*Task instructions*:
Through the line that contains "PR #4181, opened 2016-04-15", return the data below exactly, starting at its first line; leave the rest out.

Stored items
#####

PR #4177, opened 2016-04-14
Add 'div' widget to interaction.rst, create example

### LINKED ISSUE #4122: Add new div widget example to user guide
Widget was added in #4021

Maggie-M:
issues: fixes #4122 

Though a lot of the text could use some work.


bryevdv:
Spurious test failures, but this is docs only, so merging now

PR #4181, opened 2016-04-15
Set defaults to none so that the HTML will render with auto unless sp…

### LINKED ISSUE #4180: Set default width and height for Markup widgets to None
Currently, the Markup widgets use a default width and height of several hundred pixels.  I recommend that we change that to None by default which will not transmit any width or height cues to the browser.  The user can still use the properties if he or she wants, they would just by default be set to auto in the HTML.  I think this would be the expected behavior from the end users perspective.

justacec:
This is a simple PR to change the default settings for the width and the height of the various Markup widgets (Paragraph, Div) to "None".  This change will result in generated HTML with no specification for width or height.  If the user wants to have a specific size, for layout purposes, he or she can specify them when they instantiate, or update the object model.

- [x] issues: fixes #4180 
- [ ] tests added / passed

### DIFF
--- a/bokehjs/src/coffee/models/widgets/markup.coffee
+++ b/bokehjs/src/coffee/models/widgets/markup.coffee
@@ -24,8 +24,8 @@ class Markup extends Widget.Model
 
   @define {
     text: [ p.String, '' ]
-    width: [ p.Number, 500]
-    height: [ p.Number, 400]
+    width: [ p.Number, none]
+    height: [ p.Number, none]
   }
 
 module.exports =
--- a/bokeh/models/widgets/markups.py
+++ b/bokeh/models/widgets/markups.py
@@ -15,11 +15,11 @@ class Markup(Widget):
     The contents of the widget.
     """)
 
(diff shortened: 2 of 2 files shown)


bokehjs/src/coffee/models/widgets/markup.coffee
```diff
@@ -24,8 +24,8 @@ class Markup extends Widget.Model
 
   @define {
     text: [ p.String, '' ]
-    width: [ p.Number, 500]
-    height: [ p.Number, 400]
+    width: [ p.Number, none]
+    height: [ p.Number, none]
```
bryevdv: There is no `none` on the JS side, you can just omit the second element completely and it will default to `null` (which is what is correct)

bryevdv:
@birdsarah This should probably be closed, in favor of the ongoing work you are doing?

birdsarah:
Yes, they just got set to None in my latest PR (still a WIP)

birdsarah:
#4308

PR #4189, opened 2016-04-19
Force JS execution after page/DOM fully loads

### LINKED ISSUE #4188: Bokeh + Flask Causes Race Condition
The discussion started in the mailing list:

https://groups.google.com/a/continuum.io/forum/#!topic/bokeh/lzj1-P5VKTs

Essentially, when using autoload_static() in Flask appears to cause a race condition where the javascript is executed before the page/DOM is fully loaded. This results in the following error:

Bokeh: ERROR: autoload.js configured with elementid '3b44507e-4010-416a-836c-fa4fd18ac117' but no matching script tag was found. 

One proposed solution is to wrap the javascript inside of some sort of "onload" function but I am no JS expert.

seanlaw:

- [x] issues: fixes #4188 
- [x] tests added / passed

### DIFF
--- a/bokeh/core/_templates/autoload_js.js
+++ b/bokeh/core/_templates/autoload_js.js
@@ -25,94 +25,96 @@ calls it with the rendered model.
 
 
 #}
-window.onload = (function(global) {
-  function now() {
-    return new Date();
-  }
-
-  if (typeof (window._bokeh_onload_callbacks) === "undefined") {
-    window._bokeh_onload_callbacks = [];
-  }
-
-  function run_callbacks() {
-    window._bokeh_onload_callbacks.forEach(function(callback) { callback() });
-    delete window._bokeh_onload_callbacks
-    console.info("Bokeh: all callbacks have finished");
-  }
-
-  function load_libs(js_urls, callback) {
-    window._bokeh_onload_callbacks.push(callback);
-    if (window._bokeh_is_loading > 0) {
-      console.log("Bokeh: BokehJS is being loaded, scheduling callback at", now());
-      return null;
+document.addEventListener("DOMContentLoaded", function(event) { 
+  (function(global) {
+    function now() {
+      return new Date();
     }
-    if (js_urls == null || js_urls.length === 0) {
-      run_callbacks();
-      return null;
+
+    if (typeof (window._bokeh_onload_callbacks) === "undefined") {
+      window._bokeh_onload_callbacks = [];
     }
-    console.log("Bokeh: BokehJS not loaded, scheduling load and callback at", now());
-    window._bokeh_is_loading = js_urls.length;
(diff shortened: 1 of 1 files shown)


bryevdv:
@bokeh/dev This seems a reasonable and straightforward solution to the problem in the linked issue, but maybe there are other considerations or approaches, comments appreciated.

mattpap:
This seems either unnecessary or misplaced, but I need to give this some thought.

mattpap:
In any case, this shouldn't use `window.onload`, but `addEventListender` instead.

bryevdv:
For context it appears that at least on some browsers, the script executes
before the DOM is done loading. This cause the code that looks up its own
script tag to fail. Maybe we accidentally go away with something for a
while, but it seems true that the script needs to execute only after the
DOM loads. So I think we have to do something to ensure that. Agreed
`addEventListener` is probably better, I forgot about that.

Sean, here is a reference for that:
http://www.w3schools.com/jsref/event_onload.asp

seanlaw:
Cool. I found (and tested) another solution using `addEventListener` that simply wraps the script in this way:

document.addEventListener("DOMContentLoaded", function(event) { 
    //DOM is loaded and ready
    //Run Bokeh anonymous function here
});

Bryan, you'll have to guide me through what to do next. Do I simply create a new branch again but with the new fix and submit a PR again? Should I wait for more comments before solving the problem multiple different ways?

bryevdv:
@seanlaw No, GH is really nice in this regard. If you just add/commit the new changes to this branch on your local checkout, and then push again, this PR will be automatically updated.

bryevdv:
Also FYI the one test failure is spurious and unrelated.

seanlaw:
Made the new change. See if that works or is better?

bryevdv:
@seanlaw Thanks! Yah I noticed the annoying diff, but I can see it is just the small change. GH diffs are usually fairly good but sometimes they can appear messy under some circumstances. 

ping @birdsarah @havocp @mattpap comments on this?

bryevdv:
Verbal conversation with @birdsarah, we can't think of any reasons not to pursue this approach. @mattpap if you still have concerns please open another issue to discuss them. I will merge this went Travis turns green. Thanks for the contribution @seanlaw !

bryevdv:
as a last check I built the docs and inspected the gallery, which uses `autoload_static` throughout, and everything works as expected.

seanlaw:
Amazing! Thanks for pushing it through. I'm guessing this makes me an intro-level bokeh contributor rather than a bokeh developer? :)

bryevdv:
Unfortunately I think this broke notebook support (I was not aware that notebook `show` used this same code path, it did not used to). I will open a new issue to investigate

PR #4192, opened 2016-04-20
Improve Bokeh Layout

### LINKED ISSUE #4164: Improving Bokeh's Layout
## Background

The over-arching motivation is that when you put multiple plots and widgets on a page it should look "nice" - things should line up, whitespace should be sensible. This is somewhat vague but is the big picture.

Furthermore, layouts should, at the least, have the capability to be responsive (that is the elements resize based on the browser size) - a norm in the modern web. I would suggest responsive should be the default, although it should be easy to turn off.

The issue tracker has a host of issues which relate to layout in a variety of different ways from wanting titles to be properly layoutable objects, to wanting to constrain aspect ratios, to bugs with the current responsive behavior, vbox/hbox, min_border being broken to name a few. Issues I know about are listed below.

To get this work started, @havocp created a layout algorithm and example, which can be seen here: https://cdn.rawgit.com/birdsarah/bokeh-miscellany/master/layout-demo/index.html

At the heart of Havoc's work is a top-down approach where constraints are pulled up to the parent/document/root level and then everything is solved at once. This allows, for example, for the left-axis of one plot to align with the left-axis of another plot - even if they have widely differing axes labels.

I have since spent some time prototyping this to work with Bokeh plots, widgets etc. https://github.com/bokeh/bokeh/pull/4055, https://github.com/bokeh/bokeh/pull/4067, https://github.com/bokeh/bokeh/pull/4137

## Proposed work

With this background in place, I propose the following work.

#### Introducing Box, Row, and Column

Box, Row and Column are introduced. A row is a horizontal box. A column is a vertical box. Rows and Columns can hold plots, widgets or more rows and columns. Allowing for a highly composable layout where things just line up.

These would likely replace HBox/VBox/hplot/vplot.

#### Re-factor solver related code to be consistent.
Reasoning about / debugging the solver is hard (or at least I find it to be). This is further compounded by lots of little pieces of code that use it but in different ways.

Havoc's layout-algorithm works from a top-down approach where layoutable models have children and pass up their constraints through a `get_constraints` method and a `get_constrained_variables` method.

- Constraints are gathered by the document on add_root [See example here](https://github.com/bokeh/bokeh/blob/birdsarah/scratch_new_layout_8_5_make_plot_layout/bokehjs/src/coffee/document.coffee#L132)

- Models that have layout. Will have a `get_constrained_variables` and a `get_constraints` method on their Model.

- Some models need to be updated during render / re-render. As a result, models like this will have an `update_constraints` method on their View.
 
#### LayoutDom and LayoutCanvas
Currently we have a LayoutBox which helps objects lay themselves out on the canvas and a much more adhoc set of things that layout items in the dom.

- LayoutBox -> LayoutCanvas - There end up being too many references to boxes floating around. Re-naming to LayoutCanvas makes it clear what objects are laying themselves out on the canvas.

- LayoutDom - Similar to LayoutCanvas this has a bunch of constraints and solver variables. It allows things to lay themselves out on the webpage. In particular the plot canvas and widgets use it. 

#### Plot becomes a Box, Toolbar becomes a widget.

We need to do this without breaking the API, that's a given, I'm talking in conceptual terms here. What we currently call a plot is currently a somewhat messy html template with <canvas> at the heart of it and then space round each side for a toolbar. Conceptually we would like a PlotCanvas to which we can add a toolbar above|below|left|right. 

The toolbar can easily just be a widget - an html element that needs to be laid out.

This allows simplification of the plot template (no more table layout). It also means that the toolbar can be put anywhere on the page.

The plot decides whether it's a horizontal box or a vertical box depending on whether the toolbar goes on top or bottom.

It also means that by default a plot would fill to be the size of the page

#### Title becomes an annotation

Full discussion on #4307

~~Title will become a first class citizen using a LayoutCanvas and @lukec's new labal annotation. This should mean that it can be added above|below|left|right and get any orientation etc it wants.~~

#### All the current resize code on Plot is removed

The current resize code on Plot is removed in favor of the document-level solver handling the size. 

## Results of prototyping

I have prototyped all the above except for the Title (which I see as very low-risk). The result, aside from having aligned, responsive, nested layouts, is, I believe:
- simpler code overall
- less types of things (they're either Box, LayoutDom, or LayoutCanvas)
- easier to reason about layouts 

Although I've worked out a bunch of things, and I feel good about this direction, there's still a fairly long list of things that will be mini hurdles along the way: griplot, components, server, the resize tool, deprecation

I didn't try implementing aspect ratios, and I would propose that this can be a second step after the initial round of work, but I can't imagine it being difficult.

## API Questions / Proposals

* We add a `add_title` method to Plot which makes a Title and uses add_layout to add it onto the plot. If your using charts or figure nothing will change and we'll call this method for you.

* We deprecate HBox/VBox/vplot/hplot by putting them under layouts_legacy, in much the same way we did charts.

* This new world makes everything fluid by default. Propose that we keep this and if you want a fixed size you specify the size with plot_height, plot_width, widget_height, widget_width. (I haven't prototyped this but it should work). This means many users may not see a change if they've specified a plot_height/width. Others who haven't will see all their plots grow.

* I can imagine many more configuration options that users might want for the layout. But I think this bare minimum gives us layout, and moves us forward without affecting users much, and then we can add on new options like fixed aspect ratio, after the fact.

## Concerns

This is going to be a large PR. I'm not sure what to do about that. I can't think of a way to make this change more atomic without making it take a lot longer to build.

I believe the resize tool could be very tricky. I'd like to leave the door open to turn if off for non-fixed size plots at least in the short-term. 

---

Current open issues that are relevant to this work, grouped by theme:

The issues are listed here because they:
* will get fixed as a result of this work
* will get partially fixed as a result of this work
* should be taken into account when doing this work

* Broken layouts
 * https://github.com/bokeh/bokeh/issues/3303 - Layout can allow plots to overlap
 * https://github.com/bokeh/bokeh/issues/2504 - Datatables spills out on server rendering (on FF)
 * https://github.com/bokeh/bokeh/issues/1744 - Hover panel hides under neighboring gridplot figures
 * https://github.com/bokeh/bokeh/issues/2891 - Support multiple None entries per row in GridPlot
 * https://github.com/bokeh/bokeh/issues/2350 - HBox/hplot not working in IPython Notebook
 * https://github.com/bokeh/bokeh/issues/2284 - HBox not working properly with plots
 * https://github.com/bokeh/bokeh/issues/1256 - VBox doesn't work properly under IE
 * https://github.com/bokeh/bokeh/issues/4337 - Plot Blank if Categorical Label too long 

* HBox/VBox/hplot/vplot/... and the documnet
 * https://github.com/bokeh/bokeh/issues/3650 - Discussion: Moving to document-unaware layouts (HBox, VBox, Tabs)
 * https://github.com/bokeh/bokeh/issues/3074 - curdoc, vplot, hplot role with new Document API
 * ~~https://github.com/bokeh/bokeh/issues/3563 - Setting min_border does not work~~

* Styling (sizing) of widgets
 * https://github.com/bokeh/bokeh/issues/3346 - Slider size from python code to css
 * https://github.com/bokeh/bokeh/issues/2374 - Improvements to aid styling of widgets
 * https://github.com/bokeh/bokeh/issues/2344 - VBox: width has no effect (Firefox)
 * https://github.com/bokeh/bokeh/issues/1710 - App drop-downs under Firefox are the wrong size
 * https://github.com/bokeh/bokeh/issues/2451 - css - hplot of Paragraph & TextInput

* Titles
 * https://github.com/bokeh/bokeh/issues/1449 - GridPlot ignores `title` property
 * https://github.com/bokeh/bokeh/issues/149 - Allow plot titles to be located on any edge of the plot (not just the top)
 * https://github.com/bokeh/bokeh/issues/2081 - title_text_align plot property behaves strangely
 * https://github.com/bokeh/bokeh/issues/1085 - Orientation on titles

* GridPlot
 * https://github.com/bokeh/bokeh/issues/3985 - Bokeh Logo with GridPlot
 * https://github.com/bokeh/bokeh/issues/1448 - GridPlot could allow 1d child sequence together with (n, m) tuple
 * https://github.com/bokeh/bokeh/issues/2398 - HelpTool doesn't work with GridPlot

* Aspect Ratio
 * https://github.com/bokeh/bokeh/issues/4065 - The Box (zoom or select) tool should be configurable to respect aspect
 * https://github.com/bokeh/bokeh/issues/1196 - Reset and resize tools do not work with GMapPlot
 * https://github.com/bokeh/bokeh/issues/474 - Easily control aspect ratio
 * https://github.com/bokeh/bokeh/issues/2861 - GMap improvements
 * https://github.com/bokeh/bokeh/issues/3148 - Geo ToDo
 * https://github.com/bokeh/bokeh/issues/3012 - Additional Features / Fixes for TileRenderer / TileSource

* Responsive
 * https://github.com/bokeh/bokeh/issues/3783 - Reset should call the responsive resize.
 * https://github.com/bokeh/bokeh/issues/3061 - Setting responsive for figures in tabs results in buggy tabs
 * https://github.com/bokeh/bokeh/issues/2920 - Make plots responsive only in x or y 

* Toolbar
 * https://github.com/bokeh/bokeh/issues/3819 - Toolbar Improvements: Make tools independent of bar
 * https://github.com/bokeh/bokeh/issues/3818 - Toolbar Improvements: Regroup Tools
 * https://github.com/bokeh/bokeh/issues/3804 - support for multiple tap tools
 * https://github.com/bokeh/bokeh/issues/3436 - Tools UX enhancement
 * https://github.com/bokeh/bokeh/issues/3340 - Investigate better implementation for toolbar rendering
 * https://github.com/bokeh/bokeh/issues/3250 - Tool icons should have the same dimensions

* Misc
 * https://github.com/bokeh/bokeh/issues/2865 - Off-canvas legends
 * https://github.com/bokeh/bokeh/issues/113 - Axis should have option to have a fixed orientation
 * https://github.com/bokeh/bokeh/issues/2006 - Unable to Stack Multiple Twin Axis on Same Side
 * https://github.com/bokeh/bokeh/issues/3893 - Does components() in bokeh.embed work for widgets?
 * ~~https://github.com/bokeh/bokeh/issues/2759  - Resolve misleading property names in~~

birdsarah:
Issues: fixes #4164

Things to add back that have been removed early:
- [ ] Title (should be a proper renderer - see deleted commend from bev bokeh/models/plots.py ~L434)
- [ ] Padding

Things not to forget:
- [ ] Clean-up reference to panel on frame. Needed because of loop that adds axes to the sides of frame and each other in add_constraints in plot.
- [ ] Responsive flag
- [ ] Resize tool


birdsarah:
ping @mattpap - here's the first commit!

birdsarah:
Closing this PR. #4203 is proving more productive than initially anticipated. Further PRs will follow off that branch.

#####

*Exercise response*:
PR #4177, opened 2016-04-14
Add 'div' widget to interaction.rst, create example

### LINKED ISSUE #4122: Add new div widget example to user guide
Widget was added in #4021

Maggie-M:
issues: fixes #4122 

Though a lot of the text could use some work.


bryevdv:
Spurious test failures, but this is docs only, so merging now

PR #4181, opened 2016-04-15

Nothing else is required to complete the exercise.